"Tough day Severus?"

Professor Severus Snape, Potions master and Head of Syltherin House looked around to see Albus Dumbledore stood in the door way to the dark dungeon classroom.

"Not particularly, Headmaster. The first day of the school year is always the most trying."

Albus Dumbledore nodded, moving further into the room, peering through the gloom to where Snape stood by the window behind his desk, stiff backed and sorrowful.

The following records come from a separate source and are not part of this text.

PR #736, opened 2024-02-14
[Bug fix] Add NCCL test for save embedding during training and fix device bugs.

classicsong:
*Issue #, if available:*
There is a bug in all the training scripts, when `save_embed_path` is set to a path and the backend is set to `nccl`. The restored model (used for computing the embedding with the best model) is not moved to GPU and will cause a `nccl` all_reduce error.

*Description of changes:*
Fix the bug.

### DIFF
--- a/tests/end2end-tests/graphstorm-ec/mgpu_test.sh
+++ b/tests/end2end-tests/graphstorm-ec/mgpu_test.sh
@@ -24,7 +24,7 @@ error_and_exit () {
 }
 
 echo "**************dataset: Generated multilabel MovieLens EC, RGCN layer: 1, node feat: generated feature, inference: full graph, exclude-training-targets: True"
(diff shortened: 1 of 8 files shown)


tests/end2end-tests/graphstorm-ec/mgpu_test.sh
```diff
@@ -89,7 +89,7 @@ then
...
+python3 -m graphstorm.run.gs_edge_classification --inference --workspace $GS_HOME/inference_scripts/ep_infer --num-trainers $NUM_INFO_TRAINERS --num-servers 1 --num-samplers 0 --part-config /data/movielen_100k_multi_label_ec/movie-lens-100k.json --ip-config ip_list.txt --ssh-port 2222 --cf ml_ec_infer.yaml  --multilabel true --num-classes 5 --node-feat-name movie:title user:feat --use-mini-batch-infer false --save-embed-path /data/gsgnn_ec/infer-emb/ --restore-model-path /data/gsgnn_ec/epoch-$best_epoch/ --save-prediction-path /data/gsgnn_ec/prediction/ --logging-file /tmp/log.txt  --logging-level debug --preserve-input True --backend nccl
```
jalencato, line 92: shall we keep original test? It may be necessary to keep test on both nccl and gloo. Or we can just add a couple of nccl tests .

jalencato (approved):
LGTM

zheng-da (approved):

PR #405, opened 2023-08-31
Wholegraph integration

isratnisa:
This PR leverages the [WholeGraph](https://github.com/rapidsai/wholegraph) framework to accelerate node feature transfer across multiple machines.  Users can enable `--use-wholegraph` flag when using EFA-enabled devices with the NCCL backend to take full advantage of this capability.

Node features are expected to be stored in a WholeGraph-compatible format on disk. Users can utilize the `convert_feat_to_wholegraph.py` script to transform the features (`'feat'`) from the `node_feat.dgl` file into a format compatible with WholeGraph. These transformed features are then saved as `.../wholegraph/<ntype>~<feat>`. The node_feat.dgl file is subsequently trimmed to remove the feat attribute, leaving only other attributes such as `train_mask`, `test_mask`, and `val_mask` intact. The original file is stored as `node_feat.dgl.bak`.

PR #737, opened 2024-02-14
[WholeGraph] Add support of using WholeGraph to store/load cache_lm_emb

chang-l:
Draft PR (todo: add some unit tests)
*Issue #, if available:*

*Description of changes:*

### DIFF
--- a/python/graphstorm/config/argument.py
+++ b/python/graphstorm/config/argument.py
@@ -307,6 +307,7 @@ class GSConfig:
         if self.node_lm_configs:
             _ = self.lm_infer_batch_size
             _ = self.freeze_lm_encoder_epochs
+        _ = self.use_wholegraph_cache_lm_embed
 
         if self.distill_lm_configs:
             _ = self.textual_data_path
@@ -687,6 +688,18 @@ class GSConfig:
         """
         if hasattr(self, "_cache_lm_embed"):
             return self._cache_lm_embed
+        else:
+            return None
+
+    @property
+    def use_wholegraph_cache_lm_embed(self):
+        """ Whether to cache the LM embeddings on files by using WholeGraph.
+        """
+        if hasattr(self, "_use_wholegraph_cache_lm_embed"):
+            if self._use_wholegraph_cache_lm_embed:
+                assert self.cache_lm_embed, "You must turn on cache_lm_embed " \
+                    "to use wholegraph cache lm embeddings."
+            return self._use_wholegraph_cache_lm_embed
         else:
             return None
 
@@ -2479,6 +2492,12 @@ def _add_lm_model_args(parser):
             type=lambda x: (str(x).lower() in ['true', '1']),
             default=argparse.SUPPRESS,
             help="Whether to cache the LM embeddings in files. " + \
+                    "If the LM embeddings have been saved before, load the saved embeddings " + \
+                    "instead of computing the LM embeddings again.")
+    group.add_argument("--use-wholegraph-cache-lm-embed",
+            type=lambda x: (str(x).lower() in ['true', '1']),
+            default=argparse.SUPPRESS,
+            help="Whether to use WholeGraph to cache the LM embeddings in files. " + \
                     "If the LM embeddings have been saved before, load the saved embeddings " + \
                     "instead of computing the LM embeddings again.")
     return parser
--- a/python/graphstorm/model/lm_embed.py
+++ b/python/graphstorm/model/lm_embed.py
@@ -31,7 +31,12 @@ from .embed import GSNodeInputLayer
 from .embed import GSNodeEncoderInputLayer
 from .lm_model import init_lm_model
 from .lm_model import get_lm_node_feats
-from .utils import load_pytorch_embedding, save_pytorch_embedding
+from .utils import (
+    load_pytorch_embedding,
+    save_pytorch_embedding,
+    load_wholegraph_embedding,
+    save_wholegraph_embedding
+)
 from ..utils import get_rank, get_world_size, create_dist_tensor
 from ..distributed import flush_data
 
@@ -239,11 +244,12 @@ class LMCache:
     embed_path : str
         The path where the embedding files are stored.
     """
-    def __init__(self, g, lm_models, embed_path=None):
+    def __init__(self, g, lm_models, embed_path=None, use_wg=False):
         self._g = g
         self._lm_models = lm_models
         self._lm_emb_cache = {}
         self._embed_path = embed_path
+        self._use_wg = use_wg
         self._lm_hash = ''
 
     def _get_model_hash(self, ntype):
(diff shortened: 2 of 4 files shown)


python/graphstorm/config/argument.py
```diff
@@ -2481,6 +2494,12 @@ def _add_lm_model_args(parser):
             help="Whether to cache the LM embeddings in files. " + \
                     "If the LM embeddings have been saved before, load the saved embeddings " + \
                     "instead of computing the LM embeddings again.")
+    group.add_argument("--use-wholegraph-cache-lm-embed",
```
zheng-da, line 2497: do we need an argument to turn on this? if a user uses wholegraph, why is it not turned on automatically?

chang-l: >if a user uses wholegraph, why is it not turned on automatically?

To clarify, do you mean as long as WholeGraph is installed/available on user-end, we turn on this feature automatically? Note that WholeGraph has limitations and might not work in certain scenarios (for now), e.g., (1) needs all procs alive/participate in its operations (dist_tensor creation/gather/scatter) if using the default NCCL backend; (2) needs all files accessible by all machines/procs when loading into WholeGraph memory. However, distDGL (default) is more flexible.

On the other hand, there are many wholegraph-related options/functionalities currently in gs (`feature store`, `sparse embedding`, this PR, etc). At some point, I think we should have a unified flag to turn on them all to improve usability.

zheng-da: there is a flag that can turn on wholegraph support in graphstorm. i don't think we need a specific flag to turn on wholegraph for LM cache.

zheng-da: if wholegraph support is turned on, we should enable wholegraph for every possible component in graphstorm.

zheng-da:
everything else looks good to me.

python/graphstorm/config/argument.py
chang-l: > there is a flag that can turn on wholegraph support in graphstorm. 

Which flag/argument? I traced back to the first PR of adding WholeGraph for feature store https://github.com/awslabs/graphstorm/pull/405. It seems it turned on WholeGraph implicitly by file name pattern matching, i.e.,:
https://github.com/awslabs/graphstorm/blob/main/python/graphstorm/utils.py#L102-L108 

And this PR: https://github.com/awslabs/graphstorm/pull/677  uses an argument `--use-wholegraph-sparse-emb` to turn on WholeGraph for sparse embedding.

chang-l: >if wholegraph support is turned on, we should enable wholegraph for every possible component in graphstorm.

I agree. So, maybe we can (1) keep the way of using WholeGraph for inital feature store  as https://github.com/awslabs/graphstorm/pull/405 ; and (2) combine all other WholeGraph componetns for intermediate distributed store in one flag/argument.  Does it sound reasonable? @zheng-da @classicsong 

If so, I will change the flag name in this PR and have another PR to consolidate the wholegraph-related flags.

python/graphstorm/model/utils.py
```diff
@@ -565,6 +565,99 @@ def save_pytorch_embedding(emb_path, embedding, rank, world_size):
...
+    name : str
+        The name of the created distributed tensor.
+
+    Returns
+    -------
+    WholeGraphDistTensor : the loaded embeddings in WholeGraph.
+    """
+    with open(os.path.join(emb_path, "emb_info.json"), 'r', encoding='utf-8') as f:
+        emb_info = json.load(f)
+
```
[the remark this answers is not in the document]
chang-l: Sure.

python/graphstorm/config/argument.py
chang-l: Done the part in this PR. I will open another PR to let sparse_emb use the same argument.

python/graphstorm/model/lm_embed.py
```diff
@@ -305,10 +316,17 @@ def _save_embeddings(self):
...
-            save_pytorch_embedding(embed_path,
-                                   self._lm_emb_cache[ntype],
-                                   get_rank(),
-                                   get_world_size())
+            if self.use_wg:
+                save_wholegraph_embedding(embed_path,
+                                        self._lm_emb_cache[ntype],
+                                        get_rank(),
+                                        get_world_size(),
+                                        fmt="binary")
```
chang-l, line 324: Currently, I coded the embedding saved in `fmt="binary"` format. Let me know if you want it to be "pytorch" as default. @classicsong

classicsong: I think "binary" works.

python/graphstorm/config/argument.py
```diff
@@ -537,6 +538,18 @@ def verbose(self):
 
         return False
 
+    @property
+    def use_wholegrap(self):
```
classicsong, line 542: How about use_wholegraph_embed?
As use_wholegraph for feature store is automatically enabled if features are stored in wholegraph format, If we use `use_wholegraph` here, it is a little bit confusing.

python/graphstorm/model/utils.py
```diff
@@ -565,6 +565,137 @@ def save_pytorch_embedding(emb_path, embedding, rank, world_size):
...
+            "World_size when save the embedding is different than the current world_size. " \
+            "Please switch to the binary format."
+        wg_rank = dist_emb.get_comm().get_rank()
+        file_path = os.path.join(emb_path, f'embed-{pad_file_index(wg_rank)}.pt')
+        assert os.path.exists(file_path), f"Embedding file {file_path} of \
+            my rank {wg_rank} doesn't exist."
+        emb = th.load(file_path)
+        local_emb = dist_emb.get_local_tensor()[0]
+        assert emb.shape[0] == local_emb.shape[0] and emb.shape[1] == local_emb.shape[1], \
+            "Embedding shape does not match!"
```
classicsong, line 683:
```suggestion
            "Embedding shape of {Feature name} does not match! Expect xx, but get xx"
```

classicsong (commented):
Can you add 2 end2end tests? (one for create wg LMCache another for loading it.) You can add it in the lp mgpu test. There should be one for DistDGLTensor LMCache example.

python/graphstorm/config/argument.py
chang-l: Sounds good. I will update it accordingly

tests/end2end-tests/graphstorm-nc/mgpu_test.sh
```diff
@@ -249,6 +249,32 @@ error_and_exit $?
...
+error_and_exit $?
+
+cnt=$(ls -l /data/gsgnn_nc_ml_text/ | grep epoch | wc -l)
+if test $cnt != 1
+then
+    echo "The number of save models $cnt is not equal to the specified topk 1"
+    exit -1
+fi
+
+best_epoch=$(grep "successfully save the model to" /tmp/train_log.txt | tail -1 | tr -d '\n' | tail -c 1)
```
classicsong, line 282: Can you also check the whether the cached Bert embeddings are saved under /data/movielen_100k_lm_encoder_train_val_1p_4t/? And can you check the meta.json?

classicsong: I mean whether the `wg-embed_part_0_of_2`,  `wg-embed_part_1_of_2`, ..., are under `/data/movielen_100k_lm_encoder_train_val_1p_4t/`

classicsong (approved):
LGTM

He felt for Severus. Today would have been one of the toughest days of his life. He would have come face to face with the son of his most hated enemy and the only woman he had loved. That was not an easy thing to live with.

"He could have been my son Dumbledore!" Severus stood facing the window, watching the students in the grounds. He could see Harry down there, laughing and smiling with his companions.

He could see Lily in the boy. There was no mistaking her eyes. He sat like her in class, was so like her it was painful. The boy could have been his son.

"He's just like her Headmaster, his eyes. I can see her in those eyes. He could have been my son! My son Albus! My own boy!"

Dumbledore jumped slightly as Severus slammed his fists down on the desk. He's never seen the man so agitated. The man was normally so straight and unemotional.

"You can still treat him as your son, look after him, keep a watchful eye on him, and his friends."

"But he'll still be his son. He's a Potter, not a Snape. No matter how much I look after him, he will be James' son."

Dumbledore watched him, as he collapsed into a chair, head in his hands, broken to an extent that Dumbledore had never seen. He knew Snape's love for Lily ran deep, but this was the hardest test of all.

"It will get easier. Not all children are like their parents, no matter how much they might look like them." He paused in the doorway, turning back to the young man. "Harry is not James, Severus, he has too much of Lily's blood in him for that."

Snape nodded, looking up as the Headmaster left, leaving him with only memories of Lily to comfort him in the darkness.